What is required: Across the material below, how many lines contain the word "stored"? Respond with the number only.

----- Data excerpt

PR #333, opened 2021-08-21
Patch/stored fields

BeckySharp:
By mixing the metadata stored fields (e.g., filename) and the sentence stored fields (e.g., raw, etc) there was an issue when the Mention tried to populate itself to the `VerboseLevels.all` level.  Basically, the mention would try to populate the metadata stored fields, but the lucene doc for the sentence didn't have that info (bc it was in a diff parent-level document since it's metadata).  This resulted in an exception.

----------

Solution: 2